> [Exercise instructions]
Search the data for the word "following" and copy every line where it occurs.

> [Dataset items]
PR #3366, opened 2020-08-07
ECALL Implementation: Support global ids

anakrish:
ECALL Implementation: Support global ids
    
    Design doc: https://github.com/openenclave/openenclave/blob/master/docs/DesignDocs/TEECallsRefactoring.md
    
    Bring in @mingweishih's implementation of global ids for ECALLs.
    With this change, ECALL dispatching will now work in case two enclaves
    import system ECALLs in different order. Currently, ECALL dispatching would
    fail at runtime in such a scenario.
    
    Changes:
    - Update edger8r submodule
    - Implement functions to compute global ids for ECALLs based on name
    - Update enclave structure and enclave initialization for both SGX and OPTEE
    - Added test to lockdown global ids and local ids.
    

anakrish:
bors try

host/ecallids.c
```diff
@@ -0,0 +1,140 @@
...
+            goto done;
+    }
+
+    if (*global_id >= OE_MAX_ECALLS)
+    {
+        result = OE_OUT_OF_BOUNDS;
+        goto done;
+    }
+
+    OE_CHECK(oe_get_ecall_id_table(enclave, &ecall_id_table));
```
mingweishih, line 89: Consider adding comments here explaining why we need to do this (i.e.., we cannot directly obtain via `enclave->ecall_id_table` because of the `oe_enclave_t` is opaque here).

host/calls.c
```diff
@@ -114,14 +115,21 @@ oe_result_t oe_call_enclave_function_by_table_id(
...
     size_t input_buffer_size,
     void* output_buffer,
     size_t output_buffer_size,
     size_t* output_bytes_written)
 {
-    return oe_call_enclave_function_by_table_id(
+    oe_result_t result = OE_UNEXPECTED;
+    uint64_t function_id = OE_UINT64_MAX;
+
+    OE_CHECK(
```
mingweishih, line 129: I'd like to carry the following comments.

```suggestion
        /*
         * Look up the function id from the per-enclave table based on the
         * global id. The global id is defined as a static variable in the
         * oeedger8r-generated code. The function initializes the global id in
         * the first invocation and uses the cached global id for the subsequent
         * invocations.
         */
         OE_CHECK(
```

host/ecallids.c
```diff
@@ -0,0 +1,140 @@
...
+    }
+
+    /*  Nothing to add when the table is empty, fall through. */
+    if (!ecall_info_table || !num_ecalls)
+    {
+        result = OE_OK;
+        goto done;
+    }
+
+    OE_CHECK(oe_get_ecall_id_table(enclave, &ecall_id_table));
```
mingweishih, line 120: Consider adding comments here as well.

mingweishih:
bors try

anakrish:
bors try

anakrish:
bors try

host/ecallids.c
```diff
@@ -0,0 +1,140 @@
...
+
+    if (!enclave || !global_id || !name || !id)
+    {
+        result = OE_INVALID_PARAMETER;
+        goto done;
+    }
+
+    if (*global_id == OE_GLOBAL_ECALL_ID_NULL)
+    {
+        if ((result = _get_global_ecall_id_by_name(name, global_id)) != OE_OK)
```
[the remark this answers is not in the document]
anakrish: Done

host/ecallids.c
anakrish: Done.

host/ecallids.c
anakrish: Done.

anakrish:
bors try

host/ecallids.c
```diff
@@ -0,0 +1,158 @@
...
+
+    /* Fetch ecall table using platform agnostic API */
+    OE_CHECK(oe_get_ecall_id_table(enclave, &ecall_id_table));
+
+    if (oe_mutex_lock(&_lock) != 0)
+        OE_RAISE(OE_FAILURE);
+    locked = true;
+
+    /* Iterate through the ecalls and assign ids. Doing this during enclave
+     * create avoid having the perform global id locks when making ecalls. */
```
dthaler, line 137:
```suggestion
     * creation avoids having to perform global id locks when making ecalls. */
```

host/ecallids.c
```diff
@@ -0,0 +1,158 @@
...
+    uint32_t i;
+    for (i = 0; i < num_ecalls; i++)
+    {
+        uint64_t global_id = OE_GLOBAL_ECALL_ID_NULL;
+        const char* name = ecall_info_table[i].name;
+        uint64_t local_id = i;
+
+        /* Assign a proper global id based on the global __ecall_table. */
```
dthaler, line 145:
```suggestion
        /* Assign a proper global id based on the global _ecall_table. */
```

host/ecallids.h
```diff
@@ -0,0 +1,60 @@
...
+// Licensed under the MIT License.
+
+#ifndef _OE_HOST_ECALLIDS_H
+#define _OE_HOST_ECALLIDS_H
+
+#include <openenclave/edger8r/host.h>
+#include <openenclave/host.h>
+
+#define OE_ECALL_ID_NULL OE_UINT64_MAX
+#define OE_MAX_ECALLS 256
```
dthaler, line 11: Why do you need a fixed maximum instead of being able to realloc dynamically?  256 seems like it runs the danger of a regression if there are complicated EDLs out there.

host/ecallids.c
```diff
@@ -0,0 +1,158 @@
...
+    {
+        if (strcmp(_ecall_table[i], name) == 0)
+        {
+            *global_id = i;
+            break;
+        }
+    }
+
+    /* If the name is not found, adding it to the table. */
+    if (*global_id == OE_GLOBAL_ECALL_ID_NULL)
```
dthaler, line 35: I think *global_id should be initialized to OE_GLOBAL_ECALL_ID_NULL around line 23

host/ecallids.c
```diff
@@ -0,0 +1,158 @@
...
+    {
+        if (_ecall_table_size >= OE_MAX_ECALLS)
+        {
+            *global_id = OE_MAX_ECALLS;
```
dthaler, line 39: seems safer to pass back OE_GLOBAL_ECALL_ID_NULL rather than OE_MAX_ECALLS

host/ecallids.c
```diff
@@ -0,0 +1,158 @@
...
+        /* The global_id variable is generated by edger8r, one global id
+         *  variable per ecall. The same variable will be reused every time that
+         * ecall is made. Therefore, for an ecall, the following code will be
+         * executed only once.
+         */
+        OE_CHECK(oe_get_global_id(name, global_id));
+    }
+
+    /* Look up function id based on global id. */
+    if (*global_id >= OE_MAX_ECALLS)
```
dthaler, line 101: per my earlier comment, seems safer to return and check against OE_GLOBAL_ECALL_ID_NULL here

tests/ecall_conflict/common.edl
```diff
@@ -0,0 +1,38 @@
...
+
+enclave {
+
+  // Define a struct to ensure that multiple definition error does not occur.
+  struct MyStruct {
+    int x;
+    int64_t y;
+  };
+
+  // Define an union to ensure that multiple definition error does not occur.
```
dthaler, line 12:
```suggestion
  // Define a union to ensure that multiple definition error does not occur.
```

tests/ecall_conflict/host/host.cpp
```diff
@@ -0,0 +1,236 @@
...
+    OE_TEST(global_id == 1);
+    OE_TEST(oe_get_global_id("enc_ecall2", &global_id) == OE_OK);
+    OE_TEST(global_id == 2);
+    OE_TEST(oe_get_global_id("enc_ecall3", &global_id) == OE_OK);
+    OE_TEST(global_id == 3);
+    OE_TEST(oe_get_global_id("enc_local_ecall2", &global_id) == OE_OK);
+    OE_TEST(global_id == 9);
+
+    /*
+     * Look up by gloal id. The name should not be NULL.
```
dthaler, line 158:
```suggestion
     * Look up by global id. The name should not be NULL.
```

host/ecallids.c
mingweishih: global_id is defined as static variable and initialalized in the oeedger8r generated code.

host/ecallids.c
mingweishih: ID_NULL indicates that the global_id has not been initialalized yet while ID_MAX indicates the global_id has been initialalized but failed. In this case, the corresponding ecall will always fail. We just reuse the ID_MAX as error code. Alternatively, we can introduce something like ID_ERROR.

dthaler: I don't see why we need two different values.
I also don't think having any hard coded max.

host/ecallids.c
dthaler: I think it's bad programming style (bug prone) to have an IN/OUT parameter when an OUT param will do and is more appropriate.

mingweishih: The reason for this is that we use the same call path that takes the global id as input. The goal is setting the global id once (non constant time lookup), and use the cached value for the subsequent invocations (constant time lookup). Not sure if OUT param can achieve this goal.

host/ecallids.c
anakrish: N/A

host/ecallids.h
anakrish: Good point. I have removed the maximum limit, and used realloc instead.

host/ecallids.c
anakrish: In the latest version, the function returns `OE_NOT_FOUND` instead of `OE_OK`. The is more accurate since no implementation of the given ecall was found for the given enclave.

host/ecallids.c
anakrish: In the latest version, the check reads better:
`if (*global_id >= ecall_id_table_size)`

anakrish:
bors try

host/ecallids.c
anakrish: Yes, as @mingweishih described, global_id is an in/out parameter so as to cache the result of the name to global identifier lookup.

For each ecall wrapper function in the host, edger8r generates a static `global_id` variable:
```c
oe_result_t ecall_foo_wrapper(...)
{
   static uint64_t global_id = OE_GLOBAL_ECALL_ID_NULL; // for caching the look up
   ...
   OE_CHECK(oe_get_ecall_ids(enclave, "foo", &global_id, &local_id); // look up global id from name and cache it.
   ...
   dispatch-ecall(enclave, local_id, args);
}
```

Alternatively, we could do this:
edger8r generates an array of global_id caching variables per enclave (user edl):

```
static uint64_t _global_ids[NUM_ECALLS_IN_ENCLAVE]; // 1 element per ecall.
```

`oe_register_ecalls` (which is called during enclave construction) is passed this array (as an out parameter) and it initializes it.

```
oe_result_t oe_register_ecalls(
    oe_enclave_t* enclave,
    const oe_ecall_info_t* ecall_info_table,
    uint32_t num_ecalls,
    uint64_t* global_ids) // out parameter
{
   ...
   for (uint32_t i=0; i < num_ecalls; ++i)
       oe_get_ecall_id(ecall_info_table[i].name, &global_ids[i]); // populate cache
   ...
}
```
Since global id has already been populated during `oe_register_ecalls`, ecalls can be dispatched as:
```c
oe_result_t ecall_foo_wrapper(...)
{
   static uint64_t global_id = OE_GLOBAL_ECALL_ID_NULL; // for caching the look up
   ...
   OE_CHECK(oe_get_ecall_function_id(
                  enclave, 
                  "foo", 
                  _global_id[fcn_idx], // pass in the global id for ecall to get the local id
                  &local_id); 
   ...
   dispatch-ecall(enclave, local_id, args);
}
```

anakrish: @dthaler @mingweishih 
Above, I've proposed an alternate strategy of initializing global ids.
I'm fine with the current approach in this PR or the new proposal.
Let me know what you think.

host/ecallids.c
```diff
@@ -0,0 +1,211 @@
...
+
+    /* Fill the ecall id table */
+    for (uint32_t i = 0; i < num_ecalls; i++)
+    {
+        uint64_t global_id = OE_GLOBAL_ECALL_ID_NULL;
+        const char* name = ecall_info_table[i].name;
+        uint64_t local_id = i;
+
+        /* Assign a proper global id based on the global _ecall_table. */
+        if ((_get_global_id(name, &global_id)) != OE_OK)
```
mingweishih, line 195: This seems will never be the case that returns value other than `OE_OK` now given that there is the same loop above. Just for the sake of checking, we can use `OE_CHECK` instead.

host/optee/linux/enclave.c
```diff
@@ -524,6 +569,9 @@ oe_result_t oe_terminate_enclave(oe_enclave_t* enclave)
     /* Finalize the context against OP-TEE */
     TEEC_FinalizeContext(&enclave->ctx);
 
+    /* Destroy the ecall id table */
+    free(enclave->ecall_id_table);
```
mingweishih, line 573: Should we check if pointer is NULL? Not sure if that's even possible tho.

host/sgx/create.c
```diff
@@ -1061,6 +1101,9 @@ oe_result_t oe_terminate_enclave(oe_enclave_t* enclave)
         free(enclave->debug_enclave);
     }
 
+    /* Destroy the ecall id table */
+    free(enclave->ecall_id_table);
```
mingweishih, line 1105: Should we check if pointer is NULL? Not sure if that's even possible tho.

host/ecallids.c
mingweishih: @anakrish Do you think there is other benefit of adopting the alternative approach (maybe related to sharing tables among the enclaves with the same instances)? I'm just a bit concerned because doing so requires changes to oeedger8r.

host/ecallids.c
```diff
@@ -0,0 +1,211 @@
...
+    oe_result_t result = OE_UNEXPECTED;
+    oe_ecall_id_t* ecall_id_table = NULL;
+    uint64_t max_global_id = 0;
+    uint64_t ecall_id_table_size = 0;
+    bool locked = false;
+
+    /* Validate parameters */
+    if (!enclave || !ecall_info_table || !num_ecalls)
+    {
+        result = OE_INVALID_PARAMETER;
```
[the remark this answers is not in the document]
anakrish: Fixed.

host/ecallids.c
anakrish: Fixed.

host/optee/linux/enclave.c
anakrish: free(NULL) is valid, and a noop. I have added an if check to be consistent with other uses of free.

host/sgx/create.c
anakrish: Fixed.

host/ecallids.c
anakrish: @mingweishih Yes, the alternative approach localizes all initialization to `oe_register_ecalls` function, and in future could help with sharing tables between enclaves created from the same edl/binary.

However, given the scope of the current PR, sharing tables is not a must have, and I'd be OK with either approach.

The current implementation does have the advantage that it doesn't need any edger8r changes.

mingweishih: Thanks for the clarification. In this case, I will prefer the current approach given the concern of IN/OUT would go away when we implement the table sharing.

host/optee/linux/enclave.c
dthaler: Should not have an if check, it just clutters up the code for no value, and (unless there is cross-function optimization) results in increased binary size and instruction branching.

host/optee/linux/enclave.c
```diff
@@ -524,6 +569,10 @@ oe_result_t oe_terminate_enclave(oe_enclave_t* enclave)
     /* Finalize the context against OP-TEE */
     TEEC_FinalizeContext(&enclave->ctx);
 
+    /* Destroy the ecall id table */
+    if (enclave->ecall_id_table)
```
dthaler, line 573: Remove if check

host/sgx/create.c
```diff
@@ -1061,6 +1101,10 @@ oe_result_t oe_terminate_enclave(oe_enclave_t* enclave)
         free(enclave->debug_enclave);
     }
 
+    /* Destroy the ecall id table */
+    if (enclave->ecall_id_tabl)
```
dthaler, line 1105: remove useless if checks

host/optee/linux/enclave.c
mingweishih: I think it's worth updating the our code base because we use different patterns in many places.

anakrish:
bors try

anakrish:
bors try

anakrish:
bors try-

anakrish:
bors try

host/optee/linux/enclave.c
anakrish: I'm going to leave the check in since that is the majority coding pattern in use in the codebase.

host/sgx/create.c
anakrish: Same as above.

anakrish:
bors try-

anakrish:
bors try

host/ecallids.c
```diff
@@ -0,0 +1,206 @@
...
+    uint64_t max_global_id = 0;
+    uint64_t ecall_id_table_size = 0;
+    bool locked = false;
+
+    /* Validate parameters */
+    if (!enclave || !ecall_info_table || !num_ecalls)
+        OE_RAISE(OE_INVALID_PARAMETER);
+
+    if (oe_mutex_lock(&_lock) != 0)
+        OE_RAISE(OE_FAILURE);
```
CodeMonkeyLeet, line 159: Avoid using the uninformative `OE_FAILURE` where possible. `oe_mutex_lock` returns an `oe_result_t` so we should return the underlying error here. i.e. you could `OE_CHECK(oe_mutex_lock(&_lock));` here.

Also in `oe_get_global_id`

anakrish:
bors try

host/CMakeLists.txt
```diff
@@ -318,6 +318,7 @@ list(
   ../common/kdf.c
   ../common/argv.c
   asym_keys.c
+  ecallids.c
```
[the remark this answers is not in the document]
anakrish: Done.

host/ecallids.c
anakrish: The host side threading APIs return int.
https://github.com/openenclave/openenclave/blob/7060b014b6a7af86eb6329ca49e07296dda9fe3e/host/hostthread.h#L143

Created issue for the inconsistency : #3486

anakrish:
bors try-

anakrish:
bors try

> [Solution for this problem]
mingweishih, line 129: I'd like to carry the following comments.
+         * ecall is made. Therefore, for an ecall, the following code will be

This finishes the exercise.